ASSIGNMENT:
Reading through the lines below, count those that include the string "upload"; the answer is that number and nothing else.

____________________

PR #20, opened 2019-07-24
MIGENG-365 - End2end integration test

jonathanvila:
https://issues.redhat.com/browse/MIGENG-365

This E2E test is based in these assumptions : 
1. creating a real Kafka broker
2. creating a real ActiveMQ Artemis broker
3. creating a real Ingress instance
4. creating a real KIE instance

To do this it's used : 
* TestContainers : to create containers for Kafka, AMQ Artemis, Ingress, PostgreSQL, Minio, Localstack, KIE [https://www.testcontainers.org]


pom.xml
```diff
@@ -62,9 +69,14 @@
...
         </exclusions>
         </dependency>
+
         <dependency>
             <groupId>org.springframework.boot</groupId>
             <artifactId>spring-boot-starter-undertow</artifactId>
+        </dependency>    
+        <dependency>
+            <groupId>org.springframework.boot</groupId>
+            <artifactId>spring-boot-starter-activemq</artifactId>
```
mrizzi: did you find an issue in the current code that fails for not having that dependency?

pom.xml
```diff
@@ -38,11 +38,18 @@
...
+
+        <dependency>
+            <groupId>org.mockito</groupId>
+            <artifactId>mockito-all</artifactId>
+            <version>1.10.19</version>
+            <scope>test</scope>
+        </dependency>
+        <dependency>
+            <groupId>org.mock-server</groupId>
+            <artifactId>mockserver-netty</artifactId>
```
mrizzi: shouldn't this have `<scope>test</scope>`?

src/main/java/org/jboss/xavier/integrations/route/filter/HeaderFilter.java
```diff
@@ -9,7 +9,7 @@
 
     @Override
     public boolean applyFilterToCamelHeaders(String arg0, Object arg1, Exchange arg2) {
-        return false;
+        return true;
```
mrizzi: It seems a radical change from `false` to `true`: does this solve an issue?

src/main/java/org/jboss/xavier/integrations/route/MainRouteBuilder.java
```diff
@@ -91,8 +92,9 @@ public void configure() {
                 .to("log:INFO?showBody=true&showHeaders=true")
                 .end();
 
-        from("kafka:" + kafkaHost + "?topic={{insights.kafka.upload.topic}}&brokers=" + kafkaHost + "&autoOffsetReset=latest&autoCommitEnable=true")
+        from("kafka:" + kafkaHost + "?topic={{insights.kafka.upload.topic}}&brokers=" + kafkaHost + "&autoOffsetReset=earliest&autoCommitEnable=true")
```
mrizzi, line 124: can we have a test to test this change is consistent?

mrizzi (commented):
I added some comments for some doubts and questions i have about some changes.
I found 2 issues with `EndToEndIT` test:

1. the `EndToEndIT` test is not executed during the Maven build because it's missing the conventional `Test` prefix or suffix in the file name 
2. I force the execution locally and it went into an infinite loop with a SELinux alert and these exceptions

____________________

FINISHED TASK:
2